Fabel aguardó a que llegara Vestergaard y a que se hubiera congregado el resto del equipo en el centro de operaciones.
—Muy bien. Tenemos una pista importante —dijo, dirigiéndose a todo el equipo—. Gracias a Anna, hemos descifrado el código que usaba Drescher en sus mensajes a la Valquiria. Los mensajes se limitaban a fijar el lugar y la hora de encuentro. Es un claro ejemplo de pensamiento institucional. Crearon su sistema de trabajo antes de la reunificación, con métodos de la Guerra Fría. Me figuro que Drescher no se sentía cómodo con las nuevas tecnologías; de lo contrario, podrían haber utilizado Internet o cuentas de correo anónimas. Aunque, por decirlo todo, tampoco hay pruebas de que no emplearan esos medios, además de los anuncios de la revista.
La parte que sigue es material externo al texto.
PR #70, opened 2018-10-15
Clarify controller role definition

### LINKED ISSUE #56: Include more information about what a role is
This is based on question I get on p4.org.
In the "Master-Slave Arbitration and Controller Replication" section I suggest adding something like this:

> The definition of a role (out-of-scope) may also include the following:
x Ability to send `PacketOut` messages to the server
x Ability to receive `PacketIn` messages from the server, along with filtering / subscription mechanism based on the value of the `PacketMetadata` fields for each `PacketIn`

As well as

> Each master controller will only receive `DigestList` and `IdleTimeoutNotification` messages if the corresponding P4 object is included in its role.

Thoughts?

antoninbas:
With some information about what a role definition may include.

Fixes #56

### DIFF
--- a/docs/v1/P4Runtime-Spec.mdk
+++ b/docs/v1/P4Runtime-Spec.mdk
@@ -713,7 +713,7 @@ scheme in an out-of-band fashion.
 
     1. If `device_id` does not match any of the devices known to the P4Runtime
        server, the server shall terminate the stream by returning a
-       `FAILED_PRECONDITION` error.
+       `NOT_FOUND` error.
 
     2. If the `election_id` is already used by another controller for the same
        (`device_id`, `role_id`), the P4Runtime server shall terminate the stream
@@ -759,6 +759,9 @@ scheme in an out-of-band fashion.
        if the client becomes master, in which case the server also follows the
        "mastership change rules" described in the [following
        section](#sec-master-change).
+
+If `role.config` does not match the "out-of-band" scheme previously agreed upon,
+the server must return an `INVALID_ARGUMENT` error.
 
 ## Mastership Change { #sec-master-change}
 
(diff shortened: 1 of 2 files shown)


docs/v1/P4Runtime-Spec.mdk
```diff
@@ -686,14 +686,25 @@ to 0.
...
+* Whether the controller is able to send `PacketOut` messages, along with a
+  filtering mechanism based on the values of the `PacketMetadata` fields to
+  select which `PacketOut` messages are allowed to be sent by the controller.
+
+An unset `role.config` implies "full pipeline access" (similar to the default
+role explained above). In order to support different role definition schemes,
+`role.config` is defined as an `Any` Protobuf message [@ProtoAny]. Such schemes
+are out-of-scope of this document. When partitioning of the control plane is
+desired, the P4Runtime client(s) and server need to agree on a role definition
+scheme in an out-of-band fashion.
```
teverman: Do you think it would be useful to add a rule(s) to the section below stating what the server does if it receives a role for which it does not recognize any agreed upon "out-of-band" scheme?

antoninbas: Yes I think it makes sense, I will add a sentence

antoninbas: @teverman I added the sentence. I also changed a few other parts of the spec. PTAL.

docs/v1/P4Runtime-Spec.mdk
```diff
@@ -3468,7 +3471,18 @@ message WriteRequest {
...
+before processing the `updates` list:
+
+1. If `device_id` does not match any of the devices known to the P4Runtime
+   server or if `role_id` does not match any of the roles for the device, the
+   server must return a `NOT_FOUND` error.
+
+2. If the client is not the master for (`device_id`, `role_id`) according to the
+   `election_id` value, the server must return a `PERMISSION_DENIED` error.
+
+3. If the `Write` is attempted begore a `ForwardingPipelineConfig` has been set,
```
chrispsommers: s/begore/before/

PR #84, opened 2018-11-08
Support architecture-specific notifications on stream

### LINKED ISSUE #57: Add ability to extend StreamMessageRequest and StreamMessageResponse for architecture-specific messages

antoninbas:
Extend StreamMessageRequest and StreamMessageResponse with an Any
Protobuf field to embed architecture-specific messages.

Fixes #57


jafingerhut:
Thanks for invite to review.  The intent seems pretty clear, to enable new spontaneously-generated-notification type messages to be generated from a server to the client for future externs that might need it (and I guess also from client to server, too?  If so I don't see how externs would need that, but I have no problem if it the capability is added).

Even if I got that intent of the changes correct, I'm still not enough of a gRPC lawyer to know whether you got the 'how' part in message formats correct, so I am hoping another requested reviewer can double-check that.

antoninbas:
@jafingerhut while it's unlikely that this mechanism will be used to spontaneously send messages from the client to the server, it may be used for acknowledging notifications generated by the switch (see digest for example)

jafingerhut:
@antoninbas Thanks for response.  Makes sense.

PR #85, opened 2018-11-08
Better support for @defaultonly and @tableonly annotations

### LINKED ISSUE #83: Improve support for @defaultonly and @tableonly annotations in P4Info
1) Improve "@defaultonly" and "@tableonly" support in P4Info by making them Protobuf fields:

```
message ActionRef {
  uint32 id = 1;
  enum Scope {
    DEFAULT = 0,
    DEFAULT_ONLY = 1,
    TABLE_ONLY = 2
  }
  repeated string annotations = 3;
}
```

2) Remove `const_default_action_has_mutable_params` field which is meaningless for P4_16 programs

antoninbas:
These annotations are now "first-class citizens" in P4Info: an enum
field is used to indicate the scope of the action, i.e. how the action
can be used.

This commit also removes const_default_action_has_mutable_params, which
was introduced for P4_14 initially and has fallen out of use.

Fixes #83


antoninbas:
@jafingerhut this is what we discussed at the API WG meeting, please take a look

proto/p4/config/v1/p4info.proto
```diff
@@ -182,11 +182,6 @@ message Table {
   repeated ActionRef action_refs = 3;
   // 0 (default value) means that the table does not have a const default action
   uint32 const_default_action_id = 4;
-  // a table may have a const default action, whose action parameter values can
-  // be changed at runtime. However, in most cases the parameters of the default
-  // action are also bound at compile-time and cannot be changed by the runtime,
-  // which is what this boolean flag indicates.
-  bool const_default_action_has_mutable_params = 5;
```
jafingerhut: To clarify for me, do you also believe it is the case that in P4_16 a default action of a table falls into one of these two categories?

(a) declared 'const' in the source code, and neither the action name nor the action parameters may be changed by a client
(b) not declared 'const' in the source code, and the action name can be changed by the client to any action name _except_ one annotated @tableonly, and the action parameters can be assigned any values that are correct for the action name.

antoninbas: yes this is my understanding of the P4_16 spec as well

jafingerhut: Sounds good.

PR #88, opened 2018-11-12
Add link to PSA specification

antoninbas:
Link will be updated after PSA 1.1 release.


antoninbas:
@jafingerhut I will update the link to point to the "frozen" PSA 1.1 spec when it is released

jafingerhut:
Sounds good.  We have not received any comments on the "release candidate" of PSA v1.1 yet, so are still on track to release it 2018-Nov-21.

PR #89, opened 2018-11-12
Add more details for action selector programming

### LINKED ISSUE #43: Add section about psa_empty_group_action
when describing action selectors or tables with action selector implementations
in particular add this restriction for v1.0: `psa_empty_group_action` has to be const to avoid making the `TableEntry` message too complex

antoninbas:
Based on recent additions to the PSA spec, such as the
psa_empty_group_action table property.

Fixes #43

### DIFF
--- a/docs/v1/P4Runtime-Spec.mdk
+++ b/docs/v1/P4Runtime-Spec.mdk
@@ -2581,20 +2581,20 @@ following semantics.
 * `INSERT`: Add a new member entry bound to an eligible P4 action
   specification. The member id must be different from ids of already programmed
   entries for that extern, or the server must return an `ALREADY_EXISTS` error
-  code. The action specification must be provided or the server must return
+  code. The action specification must be provided, or the server must return
   `INVALID_ARGUMENT`. The total number of members should not exceed the maximum
-  specified in the P4 extern specification as a result of this insertion or the
+  specified in the P4 extern specification as a result of this insertion, or the
   server should return `RESOURCE_EXHAUSTED`.
 * `MODIFY`: Modify the action specification of an existing member entry. An
-  entry with the member id must exist (or the server must return `NOT_FOUND`)
-  and the action specification must be provided (or the server must return
-  `INVALID_ARGUMENT`).
+  entry with the member id must exist, or the server must return `NOT_FOUND`,
+  and the action specification must be provided, or the server must return
+  `INVALID_ARGUMENT`.
 * `DELETE`: Delete the member entry and deallocate the member id. If the member
   id is not valid the server must return a `NOT_FOUND` error code. The member
-  must not be part of an action profile group or the server must return
+  must not be part of an action profile group, or the server must return
   `FAILED_PRECONDITION`. If needed, the action profile group should first be
   modified to remove the member from the group. The member must not be
-  referenced in the table action of any table entry or the server must also
+  referenced in the table action of any table entry, or the server must also
   return `FAILED_PRECONDITION`.
 
 ### Action Profile Group Programming


docs/v1/P4Runtime-Spec.mdk
```diff
@@ -2574,24 +2575,27 @@ An `ActionProfileMember` entity update message has the following fields:
...
-  provided. If the member is part of an action profile group, then the bound
-  action must be of the same action type as actions bound to other members of
-  the group. See the condition on bound actions for members belonging to a
-  group.
-* `DELETE`: Delete the member entry and deallocate the member id. The member
-  should not be part of an action profile group. If needed, the action profile
-  group should first be modified to remove the member from the group. The member
-  should not be referenced in the table action of any table entry.
+  entry with the member id must exist (or the server must return `NOT_FOUND`)
+  and the action specification must be provided (or the server must return
```
teverman: Style nit - for MODIFY, the server's error responses are in parens, whereas they flow with the text in INSERT & DELETE.

docs/v1/P4Runtime-Spec.mdk
```diff
@@ -2574,24 +2575,27 @@ An `ActionProfileMember` entity update message has the following fields:
...
 * `INSERT`: Add a new member entry bound to an eligible P4 action
   specification. The member id must be different from ids of already programmed
-  entries for that extern. The action specification must be provided. The total
-  number of members should not exceed the maximum specified in the P4 extern
-  specification, as a result of this insertion.
+  entries for that extern, or the server must return an `ALREADY_EXISTS` error
+  code. The action specification must be provided or the server must return
+  `INVALID_ARGUMENT`. The total number of members should not exceed the maximum
+  specified in the P4 extern specification as a result of this insertion or the
+  server should return `RESOURCE_EXHAUSTED`.
```
teverman: Style nit - there's a comma before "or the server must return" in one of the 3 INSERT error cases.   Do you want to make them consistent?

docs/v1/P4Runtime-Spec.mdk
```diff
@@ -2630,52 +2634,53 @@ following semantics.
...
 - `MODIFY`: Modify the member set specification of an existing group entry. An
-  entry with the `group_id` must exist. All members specified in the group entry
-  must exist in the selector. The value of `max_size` must be identical to the
-  value used when inserting the group, otherwise an `INVALID_ARGUMENT` error is
-  returned.
-- `DELETE`: Delete the group entry and deallocate the `group_id`. The group
-  should not be referenced in the table action of any table entry.
+  entry with the `group_id` must exist, or the server must return
+  `NOT_FOUND`. All members specified in the group entry must exist in the
+  selector, or the server must return `NOT_FOUND`. The value of `max_size` must
```
teverman: A client receiving a NOT_FOUND response has no way to know whether it's because the group_id does not exist or a member does not exist. Would it make sense to differentiate them?

antoninbas: NOT_FOUND seems like the most appropriate error code in both of these situations, however we could switch to FAILED_PRECONDITION for the second case (one of the members do not exist). Is there value in being able to separate these cases in a programmatic fashion in the client, or should we just rely on the error message?

docs/v1/P4Runtime-Spec.mdk
antoninbas: Will fix (probably add a comma everywhere)

docs/v1/P4Runtime-Spec.mdk
antoninbas: Will fix (remove the parens)

docs/v1/P4Runtime-Spec.mdk
teverman: I haven't checked, but I would guess there are other request messages where the same error response indicates one of multiple possible error conditions.  OK to leave as is.

antoninbas:
Thanks for the reviews!
@jafingerhut do you want to take a look at this before I merge?

jafingerhut:
Thanks for the reminder.  As discussed in another medium, please go ahead without my reading this one yet.  Will work on making the time to do a once-over on the entire P4Runtime spec before release, and create issues for any questions or concerns I have.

—¿Por qué hacer todo eso? —dijo Werner—. Al fin y al cabo, podrían haberse llamado por teléfono. Nadie conocía a Drescher y ella habría podido recurrir a un móvil imposible de rastrear.
—Pensamiento institucional, como digo. Drescher estaba en la misma ciudad que la Valquiria, pero toda su relación había sido pensada para desarrollarse a larga distancia, porque la Valquiria trabajaría por su cuenta la mayor parte del tiempo. Al establecerse en Hamburgo tras la reunificación, mantuvieron su antiguo sistema de trabajo. Falta de flexibilidad, supongo.
Mientras hablaba, Fabel vio que Astrid Bremer, la subdirectora del equipo forense, había entrado en el centro de coordinación y se había quedado de pie al fondo.
—En todo caso —continuó Fabel—, hemos obtenido la colaboración de la revista Muliebritas. Van a reservarnos un espacio en el próximo número. Sale la semana que viene, así que hemos de darnos prisa para preparar el mensaje. No parece haber ningún punto de encuentro habitual. El único elemento común es que suele ser al aire libre, seguramente para que ella pueda echar un vistazo antes de acercarse, pero también con suficientes personas circulando alrededor para pasar desapercibidos. Por lo que veo, todos los encuentros se han celebrado en Altona o en el centro de Hamburgo.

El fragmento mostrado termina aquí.